PR #2640, opened 2021-04-17
feat: prettify generated config

rishabh3112:
Feature

WIP

N/A

**Summary**
Prettify configuration after config is generated

No

**Other information**
No


packages/generators/src/init-generator.ts
```diff
@@ -70,6 +73,24 @@ export default class InitGenerator extends CustomGenerator {
...
+
+        // Handle installation of prettier
+        try {
+            // eslint-disable-next-line node/no-extraneous-require
+            require.resolve('prettier');
+        } catch (err) {
+            const { installPrettier } = await Question.Confirm(
+                this,
+                'installPrettier',
+                'Do you like to install prettier to prettify generated configuration?',
```
evenstensberg, line 85: to format*

packages/generators/src/init-generator.ts
```diff
@@ -86,4 +107,24 @@ export default class InitGenerator extends CustomGenerator {
...
+            const formattedSource = prettier.format(source, {
+                singleQuote: true,
+                trailingComma: 'all',
+                printWidth: 140,
+                tabWidth: 4,
+                parser: 'babel',
+            });
+            writeFileSync(this.configurationPath, formattedSource);
+        } catch (err) {
+            this.utils.logger.log(`${yellow(`Generated configuration may not be properly formatted as prettier was not found.`)}`);
```
evenstensberg, line 126: found in dependencies

packages/generators/src/init-generator.ts
```diff
@@ -86,4 +107,24 @@ export default class InitGenerator extends CustomGenerator {
...
+                printWidth: 140,
+                tabWidth: 4,
+                parser: 'babel',
+            });
+            writeFileSync(this.configurationPath, formattedSource);
+        } catch (err) {
+            this.utils.logger.log(`${yellow(`⚠ Generated configuration may not be properly formatted as prettier is not installed.`)}`);
+            return;
+        }
+    }
```
alexander-akait, line 129: Maybe we avoid extra reading file? But I agree, it is good idea

rishabh3112: I did that because if user opts to install prettier, we can only prettify file after `installing` context of yeoman. Only context that comes after `installing` in yeoman life-cycle is `end`. I considered above solution better as compared to installing prettier earlier using child process because we are not wasting time running npm install twice.

rishabh3112: If you have a suggestion let me know.

alexander-akait: Maybe `yeoman` have hooks before writing files? I don't familiar, so maybe you approach is good, just want check it

rishabh3112: > Maybe yeoman have hooks/callbacks before writing files?

Nothing I am aware of, Files are written first, then packages are installed (https://yeoman.io/authoring/running-context.html). No way other than installing prettier using child process before writting.

packages/generators/src/init-generator.ts
```diff
@@ -86,4 +107,24 @@ export default class InitGenerator extends CustomGenerator {
...
+            // eslint-disable-next-line node/no-extraneous-require, @typescript-eslint/no-var-requires
+            const prettier = require('prettier');
+            const source = readFileSync(this.configurationPath, { encoding: 'utf8' });
+            const formattedSource = prettier.format(source, {
+                singleQuote: true,
+                trailingComma: 'all',
+                printWidth: 140,
+                tabWidth: 4,
+                parser: 'babel',
+            });
```
alexander-akait, line 123: I think better do it without our options, because some developers can prefer other options, prettier should read configuration(s) by default

rishabh3112: Okay, on it

rishabh3112:
@webpack/cli-team need review

packages/generators/src/init-generator.ts
```diff
@@ -86,4 +107,18 @@ export default class InitGenerator extends CustomGenerator {
...
+    public end(): void {
+        // Prettify configuration file if possible
+        try {
+            // eslint-disable-next-line node/no-extraneous-require, @typescript-eslint/no-var-requires
+            const prettier = require('prettier');
+            const source = readFileSync(this.configurationPath, { encoding: 'utf8' });
+            const formattedSource = prettier.format(source, { parser: 'babel' });
+            writeFileSync(this.configurationPath, formattedSource);
+        } catch (err) {
+            this.utils.logger.log(`${yellow(`⚠ Generated configuration may not be properly formatted as prettier is not installed.`)}`);
```
jamesgeorge007, line 120:
```suggestion
            this.utils.logger.warn('⚠ Generated configuration may not be properly formatted as prettier is not installed.');
```

packages/generators/src/init-generator.ts
```diff
@@ -70,6 +73,24 @@ export default class InitGenerator extends CustomGenerator {
...
+            const { installPrettier } = await Question.Confirm(
+                this,
+                'installPrettier',
+                'Do you like to install prettier to format generated configuration?',
+                true,
+                false,
+            );
+
+            if (installPrettier) {
+                this.dependencies = [...this.dependencies, 'prettier'];
```
jamesgeorge007, line 91:
```suggestion
                this.dependencies.push('prettier');
```

jamesgeorge007 (changes requested):
Left a couple of suggestions.

alexander-akait (commented):
Can we add test(s) where developer say `No`?

rishabh3112:
> Can we add test(s) where developer say No?

Will smoketest be fine? (as this would require simulate `prettier` being missing. It would be difficult to implement a normal test as all tests run in parallel)

alexander-akait:
Yep, smoke is enough

packages/generators/src/init-generator.ts
```diff
@@ -70,6 +73,24 @@ export default class InitGenerator extends CustomGenerator {
         }
 
         await handlers[this.template].questions(this, Question);
+
+        // Handle installation of prettier
+        try {
+            // eslint-disable-next-line node/no-extraneous-require
+            require.resolve('prettier');
+        } catch (err) {
+            const { installPrettier } = await Question.Confirm(
```
alexander-akait, line 82: We have some problems with init and no deps :disappointed: try to run `webpack init` without installed deps locally and look at result, I think we should solve it before merge it

alexander-akait: I known it is not directly problem in this PR, but if we want integration something with post install, we need solve it, otherwise it is very bad DX

alexander-akait: /cc @webpack/cli-team make sense to priority this problem and search fixes/workarounds/solutions

rishabh3112: Yup that something I feel to address as well. `webpack` and `webpack-cli` are now generally used as devDependencies, This adds noise of installing generators package as well as overriding package.json file during scaffolding. If we can make `webpack-cli` to be recommended for global installation (Like create-react-app, Vue CLI, etc), then we can enhance the DX here.

rishabh3112:
@webpack/cli-team I am unable to see https://github.com/webpack/webpack-cli/commit/1e1e93cf3a39a815f31e2fd6d331a92aa62b38c9 commit in pull request here but have push it to the branch of this PR (as link suggests). Does anyone knows reason for this?

alexander-akait:
@rishabh3112 Let's rebease, I improve our tests in some places and fix timeouts, macos is real slow

rishabh3112:
@alexander-akait can we merge this? CI is green now. I have added smoketest for it so shouldn't be a problem.

alexander-akait (approved):
Let's merge

packages/generators/src/init-generator.ts
```diff
@@ -70,6 +73,24 @@ export default class InitGenerator extends CustomGenerator {
...
+                this,
+                'installPrettier',
+                'Do you like to install prettier to format generated configuration?',
+                true,
+                false,
+            );
+
+            if (installPrettier) {
+                this.dependencies.push('prettier');
```
anshumanv, line 91: should be devDeps

rishabh3112: Every dep in this.dependencies is installed as devDep.

snitin315 (approved):

anshumanv (approved):

jamesgeorge007 (approved):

----------------

• WHAT NEEDS TO BE DONE
Wherever the string "akait" appears in the records, copy the whole line.

• ANSWER SPACE
alexander-akait, line 129: Maybe we avoid extra reading file? But I agree, it is good idea
alexander-akait: Maybe `yeoman` have hooks before writing files? I don't familiar, so maybe you approach is good, just want check it
alexander-akait, line 123: I think better do it without our options, because some developers can prefer other options, prettier should read configuration(s) by default
alexander-akait (commented):
alexander-akait:
alexander-akait, line 82: We have some problems with init and no deps :disappointed: try to run `webpack init` without installed deps locally and look at result, I think we should solve it before merge it
alexander-akait: I known it is not directly problem in this PR, but if we want integration something with post install, we need solve it, otherwise it is very bad DX
alexander-akait: /cc @webpack/cli-team make sense to priority this problem and search fixes/workarounds/solutions
alexander-akait:
@alexander-akait can we merge this? CI is green now. I have added smoketest for it so shouldn't be a problem.
alexander-akait (approved):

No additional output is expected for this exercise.